Because springtails die when moisture drops, drying out the space is both the prevention and the cure.

DIY vs. Professional Treatment

Springtails are one of the most DIY-manageable pests precisely because they hinge on moisture: find the water source — a leak, overwatered plants, a humid basement — dry it out, and the population collapses on its own, often faster than any spray would achieve. Vacuuming knocks down the ones you see in the meantime. Where a professional adds value is when the moisture source is hidden or persistent, when swarms recur despite your efforts, or when springtails signal a broader damp-pest ecosystem worth treating together. Sani IQ’s integrated approach locates the moisture behind the swarm, treats the perimeter, and addresses any related pests, backed by a Pest-Free-Or-It’s-Free guarantee. See general insect control pricing or explore residential pest control.

References

Last updated: July 16, 2026 · Reviewed by Sani IQ licensed technicians

Frequently Asked Questions

Are springtails harmful?

No. Springtails do not bite or sting and are harmless to people and animals. They don't spread disease or damage your home's structure. Some species can cause very minor damage to houseplant leaves, but it's typically negligible. Their only real offence is turning up in large, unsettling numbers in damp areas — a nuisance driven by moisture, not a health threat.

Why do I suddenly have thousands of tiny jumping bugs?

Springtails explode in numbers wherever there's high moisture and organic matter to feed on. A plumbing leak, overwatered houseplants, a damp basement, or wet mulch outside can support enormous populations. When their habitat gets too wet or too dry, they swarm and disperse, which is why they seem to appear by the thousands overnight in bathrooms, basements, or on patios.

What are snow fleas?

Snow fleas are a type of springtail active in late winter and early spring. When the ground begins to thaw, they gather on the surface of snow — often around tree bases — appearing as scattered dark specks that jump. They're completely harmless, aren't true fleas, and don't bite. Their winter activity is just one more sign of how adaptable springtails are.

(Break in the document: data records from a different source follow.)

PR #10238, opened 2025-10-07
added thermostat mode functions to the aqara w100

greenspeedracer:

### DIFF
--- a/src/lib/lumi.ts
+++ b/src/lib/lumi.ts
@@ -4260,7 +4260,7 @@ export const fromZigbee = {
             const endsWith = Buffer.from([0x08, 0x00, 0x08, 0x44]);
             if (attr.slice(-4).equals(endsWith)) {
                 logger.info(`Detected PMTSD request from device ${meta.device.ieeeAddr}`, NS);
-                return {action: "W100_PMTSD_request"};
+                return {action: "data_request"};
             }
         },
     } satisfies Fz.Converter<"manuSpecificLumi", undefined, ["attributeReport", "readResponse"]>,
@@ -4327,7 +4327,7 @@ export const fromZigbee = {
             logger.info(`Decoded PMTSD: ${JSON.stringify(result)} from ${meta.device.ieeeAddr}`, NS);
             return {
                 ...result,
-                pmtsd_from_w100_data: combinedString,
+                data: combinedString,
             };
         },
     } satisfies Fz.Converter<"manuSpecificLumi", undefined, ["attributeReport", "readResponse"]>,


src/devices/lumi.ts
```diff
@@ -4579,6 +4579,17 @@ export const definitions: DefinitionWithExtend[] = [
         model: "TH-S04D",
         vendor: "Aqara",
         description: "Climate Sensor W100",
+        fromZigbee: [lumi.fromZigbee.w100_0844_req, lumi.fromZigbee.pmtsd_from_w100],
+        toZigbee: [lumi.toZigbee.pmtsd_to_w100, lumi.toZigbee.thermostat_mode],
+        exposes: [
+            e.action(["W100_PMTSD_request"]).withDescription("W100 Requesting PMTSD Data via 08000844 Request"),
+            e.text("PMTSD_from_W100_Data", ea.STATE).withDescription("Timestamp+Most Recent PMTSD Values Sent by W100"),
```
Koenkk: This and the action above is very unclear to me, can you extend the description on what it does?

src/lib/lumi.ts
```diff
@@ -5878,4 +5960,101 @@ export const toZigbee = {
...
+
+            await entity.write(64704, {65522: {value: Buffer.from(fullPayload), type: 65}}, {manufacturerCode: 4447, disableDefaultResponse: true});
+
+            logger.info(`PMTSD frame sent: ${pmtsdStr} (Counter: ${counter}, Checksum: ${checksum})`, NS);
+            return {};
+        },
+    } satisfies Tz.Converter,
+
+    thermostat_mode: {
+        key: ["Thermostat_Mode"],
```
Koenkk:
```suggestion
        key: ["mode"],
```

src/devices/lumi.ts
greenspeedracer: W100_PMTSD_Request: The W100 requests the thermostat data (power, mode, temperature, speed, swing), PMTSD, from the "hub" using a payload. This watches for the payload and creates an action so that the user's platform can send the data to the W100.

PMTSD_from_W100_Data: The W100 sends the PMTSD data in a payload. This field is the timestamp of the last update from the W100 plus the PMTSD data.  This way, the users software can watch this and update the thermostat on a change. 

Thermostat_Mode: When the W100 is put into thermostat mode, the middle line on the W100's display turns on and the W100 ceases to send actions on button presses. Instead, it begins communicating using the payloads I referenced before.

I can change the descriptions to something like "W100 Requesting Thermostat Status," "Timestamp+W100 Thermostat Status," and "Enable/Disable Thermostat Control Mode" if that is better for the end user?

src/devices/lumi.ts
```diff
@@ -4579,6 +4579,17 @@ export const definitions: DefinitionWithExtend[] = [
         model: "TH-S04D",
         vendor: "Aqara",
         description: "Climate Sensor W100",
+        fromZigbee: [lumi.fromZigbee.w100_0844_req, lumi.fromZigbee.pmtsd_from_w100],
+        toZigbee: [lumi.toZigbee.pmtsd_to_w100, lumi.toZigbee.thermostat_mode],
+        exposes: [
+            e.action(["W100_PMTSD_request"]).withDescription("W100 Requesting PMTSD Data via 08000844 Request"),
```
Koenkk:
```suggestion
            e.action(["data_request"]).withDescription("W100 Requesting PMTSD Data via 08000844 Request"),
```

src/devices/lumi.ts
Koenkk: Then I would rename it accordingly:

```suggestion
            e.text("data", ea.STATE).withDescription("Timestamp+Most Recent PMTSD Values Sent by W100"),
```

Koenkk:
Thanks!

NicoBerlo1:
Hi !
I've updated z2m, and enabled the thermostat mode through the GUI, I can see a kind of driving wheel on the aqara, but the middle line doesn't show up, and I don't seem to get any events from clicking buttons on it.
Is there some specific states that need to be enabled by code ?
How do we get the + and - events ?
Thanks ! :)

lyubomirtraykov:
Hello, I can confirm that the thermostat mode is not working as expected. It only turns on the driving wheel icon and disables the buttons. I don't know if it is related to a firmware upgrade I did 2 weeks ago. I have 5 thermostats and all of them behave this way. If you like I can do some debugging and testing.

greenspeedracer:
> Hello, I can confirm that the thermostat mode is not working as expected. It only turns on the driving wheel icon and disables the buttons. I don't know if it is related to a firmware upgrade I did 2 weeks ago. I have 5 thermostats and all of them behave this way. If you like I can do some debugging and testing.

You need to follow the instructions on https://github.com/greenspeedracer/W100-Scripts. You have to setup HA or whatever system you are using to send the appropriate responses to the W100. The W100 is NOT a thermostat as far as zigbee is concerned.

lyubomirtraykov:
Hello I am sending this payload to the thermostat but noting is changing:

```
{
  "PMTSD_to_W100": {"P": 0, "M": 1, "T": 23, "S": 0, "D": 0}
}
```

greenspeedracer:
> Hello I am sending this payload to the thermostat but noting is changing:
> 
> ```
> {
>   "PMTSD_to_W100": {"P": 0, "M": 1, "T": 23, "S": 0, "D": 0}
> }
> ```

Oh yeah, they made me change the names of things in the PR, so those names have to be adjusted. I’ll have to refactor them after work, sorry. I only use this during the summer for AC. 

EDIT: Try pmtsd_to_w100. I think they are all lowercase now.

KipK:
@greenspeedracer Wouldn't it be better for users to expose directly the separated PMTSD values like @Noyax-37 did on his converter here ? 

https://github.com/Koenkk/zigbee2mqtt/issues/27262#issuecomment-3264730170

I've tried, it's easier to script from HA by just using entities and automations

image

KipK:
I've modified the @Noyax_37 converter to fix some issues and made it more verbose.
https://gist.github.com/KipK/3b36895138681f0b3762d3f33d3cc38f

image

Also added some descriptions, renamed entities, and moved appropriated entities to Config section:
image


It needs the device to be deleted and added again to have the proper changes on HA side.
Could be a good basis for extending the current integration, what do you think ?

douglascrc-git:
> I've modified the @Noyax_37 converter to fix some issues and made it more verbose. https://gist.github.com/KipK/3b36895138681f0b3762d3f33d3cc38f
> 
> image
> Also added some descriptions, renamed entities, and moved appropriated entities to Config section: image
> 
> It needs the device to be deleted and added again to have the proper changes on HA side. Could be a good basis for extending the current integration, what do you think ?

Great work! It worked for me. 

Now I can use the device as a thermostat :). 

The only problem is that the device does not appears as a climate entity in home assistant, but I guess it can be solved easily. 

Thanks!

KipK:
I was considering modifying the converter again to let it recognized as a Climate entity. 
Could simplify a lot HA automations but would it be appropriated for non z2m bridges or used outside HA? 

This also can be easily done on HA side using a template

douglascrc-git:
> I was considering modifying the converter again to let it recognized as a Climate entity. Could simplify a lot HA automations but would it be appropriated for non z2m bridges or used outside HA?
> 
> This also can be easily done on HA side using a template

That would be great. 

My first option is to use a template, the second is maybe something like HACS dualthermostat addon. Nevertheless, the best option is to modify the converter directly, but maybe it is more complex to be done.

KipK:
@douglascrc-git 
Here is a new version with exposed climate entity compatible with HA. It's a breaking change needs to remove/readd the device 

https://gist.github.com/KipK/3b36895138681f0b3762d3f33d3cc38f

image
image


And here is the blueprint to synchronise the virtual w100 climate with a real climate entity:

https://gist.github.com/KipK/1d2657d7cc774e9aac80519b193b9457

image

Noyax-37:
Hi @KipK, great job!

PS: I'm French too ;)

douglascrc-git:
> @douglascrc-git 
> Here is a new version with exposed climate entity compatible with HA. It's a breaking change needs to remove/readd the device 
> 
> https://gist.github.com/KipK/3b36895138681f0b3762d3f33d3cc38f
> 
> image
> image
> 
> 
> And here is the blueprint to synchronise the virtual w100 climate with a real climate entity:
> 
> https://gist.github.com/KipK/1d2657d7cc774e9aac80519b193b9457
> 
> image
> 
> 

Great! Thanks! 

I'm out of home, but I will test it next week for sure.

 Is there any tutorial on how to develop such external converters?

KipK:
I've updated again, now we have battery working. 
It's was in LumiSpecific cluster , attr: 247, id 13

image


If the device has been reset ( click 5x on back button )  it reports itselfs just after first pairing with z2m.

NicoBerlo1:
Awesome !
Everything will be available then !

thanks :) (merci ^^)

biller-aivy:
Kipk, so I tried it too, it is working, So I can see the middle line and I can see the thermostat set value in the overview. So, I have a shelly 1 gen4 on my floor heating, so ON is WATER GO, off is WATER stop. So i need now a virtual thermostat to add the functionality to control the shelly right? so when I want add a virtual thermostat in HA I cant choose the w100 as thermometer?!

KipK:
I moved the project files here:

https://github.com/KipK/aqara-w100-z2m-converter

@biller-aivy last version 0.1.3 also expose a temperature sensor entity ( previous one there was only the temperature attribute on the climite entity ) . 

I've also added Device specific settings for min/max temperature setpoint. Those limit temperature range in the climate entity too.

How do I get rid of springtails?

Moisture control is the single most effective fix — springtails die when moisture levels drop. Run a dehumidifier, fix leaks, ventilate damp rooms, and let overwatered houseplant soil dry out. Outdoors, reduce damp mulch and debris against the foundation. Remove the dampness and the population collapses on its own; sprays alone rarely solve a moisture-driven swarm.

Do springtails jump like fleas?

Yes, but not by leg power. Springtails have a special forked structure (the furcula) folded under the abdomen; when released, it snaps against the ground and flings the insect several inches into the air. That's the origin of the name. They lack wings and can't fly, so the sudden hop is the giveaway that separates them from fleas and other tiny household bugs.

Are springtails a sign of a moisture problem?

Almost always. Springtails need high humidity and dampness to survive, so a large indoor population points directly to excess moisture — a leak, poor ventilation, condensation, or overwatered plants. They're one of the most reliable living moisture meters among household pests. Finding the water source and drying it out solves the springtail problem and prevents other damp-loving pests too.